Now, after more than ten years, chef Ponzo is leaving Le Select. His name may still be unfamiliar to many diners, but chefs know his name. It just so happens that certain kitchens are crueler mistresses than others.

"Either the restaurant is known or the chef is known," says Matheson.

In the world of celebrity chefs, it's not uncommon for their names to come before the food. With Le Select, it is the opposite. The 40-year-old bistro is an institution, a monolith that casts a long shadow. The kitchen is in the basement, actually and metaphorically, where the chef's name always comes secondary to the restaurant itself. When people say Le Select, they think of Le Select and not its chef, or the entire mad house of cooks dutifully running around at the base of the wide stairs, around the corner from the restrooms.
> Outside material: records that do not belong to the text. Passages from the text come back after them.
PR #32611, opened 2025-01-10
FIX an admin can read all

hregis:


htdocs/user/bank.php
```diff
@@ -97,7 +97,7 @@
 // Ok if user->hasRight('salaries', 'readall') or user->hasRight('hrm', 'read')
 //$result = restrictedArea($user, 'salaries|hrm', $object->id, 'user&user', $feature2);
 $ok = false;
-if ($user->id == $id) {
+if ($user->id == $object->id || !empty($user->admin)) {
```
eldy, line 100: Admin means has permission to manage permission.
He should not be able to read salaries if he does not have permission to. Yes he can set permission to himself and remove them after because he is admin but this will be logged.

i think fix should be only 
if ($user->id == $object->id) {

hregis: @eldy yes but if "hrm", "salaries" and "expensereport" modules is not enabled, an admin can not access to this tabs !

hregis:
@eldy yes but if "hrm", "salaries" and "expensereport" modules is not enabled, an admin can not access to this tabs !

htdocs/user/bank.php
eldy: Yes, if module hrm, salaries and expenserport are disabled, an admin should not be able to access this tab. Like other.
For which use cas do you need to access the tab if the 3 modules are disabled ?

hregis: @eldy and what happen if the boss is an admin? 😅

hregis: @eldy if "hrm", "salaries" and "expensereport" is disable but if "holiday" is enable, the tab is visible but the page is "access denied"

eldy: > @eldy if "hrm", "salaries" and "expensereport" is disable but if "holiday" is enable, the tab is visible but the page is "access denied"

This is a different case. Bad consistency between test to show tab and test to access tab.
I pushed a fix.

hregis: Thanks

PR #32614, opened 2025-01-10
Replace js with css for third party types and membres

atm-etienne:
# Qual #[*Remove JS to add styles on third parties and membres types*]
As CSS is powerful, we should not use JS to add or remove styles according to a checked value of an input.
In this way, I removed JQuery scripts in third parties and members page, to replace it with some CSS.

The only difference is that I hid the default checkox, since the button colours are significant enough, and it gives a more modern look

image

### DIFF
--- a/htdocs/adherents/card.php
+++ b/htdocs/adherents/card.php
@@ -1030,40 +1030,18 @@ if (is_object($objcanvas) && $objcanvas->displayCanvasExists($action)) {
 		print "</td>\n";
 
 		// Morphy
-		$morphys = array();
-		$morphys["phy"] = $langs->trans("Physical");
-		$morphys["mor"] = $langs->trans("Moral");
-		$checkednature = (GETPOSTISSET("morphy") ? GETPOST("morphy", 'alpha') : $object->morphy);
+		$checkedNature = (GETPOSTISSET("morphy") ? GETPOST("morphy", 'alpha') : $object->morphy);
 		print '<tr><td class="fieldrequired">'.$langs->trans("MemberNature")."</td><td>\n";
-		print '<span id="spannature1" class="nonature-back spannature paddinglarge marginrightonly"><label for="phisicalinput" class="valignmiddle">'.$morphys["phy"].'<input id="phisicalinput" class="flat checkforselect marginleftonly valignmiddle" type="radio" name="morphy" value="phy"'.($checkednature == "phy" ? ' checked="checked"' : '').'></label></span>';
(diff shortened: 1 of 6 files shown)


htdocs/adherents/card.php
```diff
@@ -1030,40 +1030,18 @@ function initfieldrequired() {
...
-				</script>';
-		}
-
+		?>
+		<span class="nature paddinglarge marginrightonly">
+			<input type="radio" id="physical-input" name="morphy" value="phy" <?= $checkedNature == "phy" ? 'checked="checked"' : '' ?>>
+			<label for="physical-input"><?= $langs->trans("Physical") ?></label>
+		</span>
+		<span class="nature paddinglarge marginrightonly">
+			<input type="radio" id="moral-input" name="morphy" value="mor" <?= $checkedNature == "mor" ? 'checked="checked"' : '' ?>>
```
eldy, line 1041: Can you replace <?= with <?php echo
The tag <?= is often disabled on some secured php.

atm-etienne: The short echo tag `<?= ... ?>` can't be disabled 
What is disabled in the secured PHP is the short open tag `<? ... ?>`, which has not effect on the short echo tag

Mentioned in the php.ini 
```ini
; This directive determines whether or not PHP will recognize code between
; <? and ?> tags as PHP source which should be processed as such. It is
; generally recommended that <?php and ?> should be used and that this feature
; should be disabled, as enabling it may result in issues when generating XML
; documents, however this remains supported for backward compatibility reasons.
; Note that this directive does not control the <?= shorthand tag, which can be
; used regardless of this directive.
; Default Value: On
; Development Value: Off
; Production Value: Off
; https://php.net/short-open-tag
short_open_tag = Off
```
> ; Note that this directive does not control the <?= shorthand tag, which can be used regardless of this directive.

I can still replace it, if you prefer, but I think the short echo tag is easier to read und understand, while printing lot of HTML code

hregis:
@atm-etienne @eldy my PR change codesniffer rule to find short open tag "<?" and exclude short echo tag "<?=" : https://github.com/Dolibarr/dolibarr/pull/32634

htdocs/adherents/card.php
atm-etienne: @eldy have you  had time to review the last comment?

eldy: Don' find easier.
The fact is that we got problem in the past with it so we must avoid them.

PR #33129, opened 2025-02-19
New add new setup in ai setup

Hystepik:
Add setup of model for each feature by AI type.
Like this we can choose which model to use for each feature
image


eldy:
Because the choice of a model depends on the "feature", it would be better to have the setup of models on the page custom_prompts (Custom prompt and models).

PR #33131, opened 2025-02-19
FIX invoice creation : use dol_include_once instead of require_once to allow external modules.

thomas-Ngr:
# Fix : Impossible to create a supplier invoice from an object introduced by an external module

Loading the class of the origin element should be done through dol_include_once and not require_once, to allow use from external modules.

This is right on most cards:
- compta/facture/card.php
- comm/propal/card.php
- commande/card.php
- fourn/commande/card.php
- fourn/propal/card.php

.. but not on fourn/facture/card.php

### DIFF
--- a/htdocs/fourn/facture/card.php
+++ b/htdocs/fourn/facture/card.php
@@ -1042,7 +1042,7 @@ if (empty($reshook)) {
 					$object->origin_id = GETPOST('originid', 'int');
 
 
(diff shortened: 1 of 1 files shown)


lvessiller-opendsi (approved):

rycks (approved):
as it's already done on other cards it's ok for me

PR #33141, opened 2025-02-19
QUAL setup disable stock calculate on rules

lvessiller-opendsi:
QUAL setup disable stock calculate on rules
- prepare kit feature

### DIFF
--- a/htdocs/admin/stock.php
+++ b/htdocs/admin/stock.php
@@ -200,6 +200,8 @@ if (isModEnabled('productbatch')) {
 	$langs->load("productbatch");
 	$disableStockCalculateOn[] = 'BILL';
 	$disableStockCalculateOn[] = 'VALIDATE_ORDER';
+	$disableStockCalculateOn[] = 'SUPPLIER_BILL';
+	$disableStockCalculateOn[] = 'SUPPLIER_VALIDATE_ORDER';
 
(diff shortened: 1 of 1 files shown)


htdocs/admin/stock.php
```diff
@@ -335,7 +343,7 @@
 print '<td class="right">';
 if (isModEnabled("supplier_order") || isModEnabled("supplier_invoice")) {
 	if ($conf->use_javascript_ajax) {
-		if ($disabled) {
+		if (in_array('BILL', $disableStockCalculateOn)) {
```
eldy, line 346: I think you want to do here ?
`if (in_array('SUPPLIER_BILL', $disableStockCalculateOn)) {`

htdocs/admin/stock.php
```diff
@@ -357,7 +365,7 @@
 print '<td class="right">';
 if (isModEnabled("supplier_order") || isModEnabled("supplier_invoice")) {
 	if ($conf->use_javascript_ajax) {
-		if ($disabled) {
+		if (in_array('VALIDATE_ORDER', $disableStockCalculateOn)) {
```
eldy, line 368: I think you want to do here ?
if (in_array('SUPPLIER_VALIDATE_ORDER', $disableStockCalculateOn)) {

lvessiller-opendsi: Yes, you're right. 
I have done it.

PR #33156, opened 2025-02-20
NEW Init externalModules Class to Fetch Modules from Multiple Sources

Daoud-mohamed:
This PR initializes the externalModules class to fetch modules from multiple sources and adapts it to the new Dolistore API

### DIFF
--- a/htdocs/admin/remotestore/class/externalModules.class.php
+++ b/htdocs/admin/remotestore/class/externalModules.class.php
@@ -67,8 +67,9 @@ class ExternalModules
 	 * @var string
 	 */
 	public $dolistore_api_key;
+
 	/**
-	 * @var array|null
+	 * @var array<int, mixed>|null
 	 */
 	public $products;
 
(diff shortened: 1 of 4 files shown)


htdocs/admin/remotestore/class/externalModules.class.php
```diff
@@ -0,0 +1,526 @@
...
+		// If status code is 200 or 201, return an empty string
+		if ($request['status_code'] === 200 || $request['status_code'] === 201) {
+			return '';
+		}
+
+		// Get the predefined error message or use a default one
+		$error_message = $error_messages[$request['status_code']] ?? 'Unexpected HTTP status: ' . $request['status_code'];
+
+		// Append error details if available
+		if (!empty($request['response']) && isset($request['response']['errors']) && is_array($request['response']['errors'])) {
```
mdeweerd, line 517: It is indicated that 'response' is a string.  So to fix that you need to suggest it is `response:?array{errors:string[]}` or `response:null|string|array{errors:string[]}` if it can also be a string.

Daoud-mohamed:
Thanks @mdeweerd !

"Le Select is a massive thing and Albert, every time I'm there, he's fucking in the kitchen," says Matheson. "Whatever the description of a chef is in the fucking encyclopedia, that's Albert. He's in there, he's cooking, he's cleaning, he's teaching kids how to cook."

Chef Ponzo now has an upcoming project in Prince Edward County to the northeast of Toronto, where a 28-room boutique hotel is being planned with an attached restaurant. The opportunity to get out of the city and back into the country was irresistible. The menu has not yet been set, but it will undoubtedly contain the French and Italian elements of European cooking that he knows best. It will also push his farm-to-table philosophy to its natural conclusion, using the local suppliers from the region's deep-running farming community, and an attached 650-acre property with cattle and vegetables.

He's hoping to buy a hobby farm, do some beekeeping, and maybe eventually get some horses. In the meanwhile, for the first time in over a decade, chef Ponzo will step out of the Le Select basement, take a breath of fresh air, and, perhaps, think about putting his own name on something.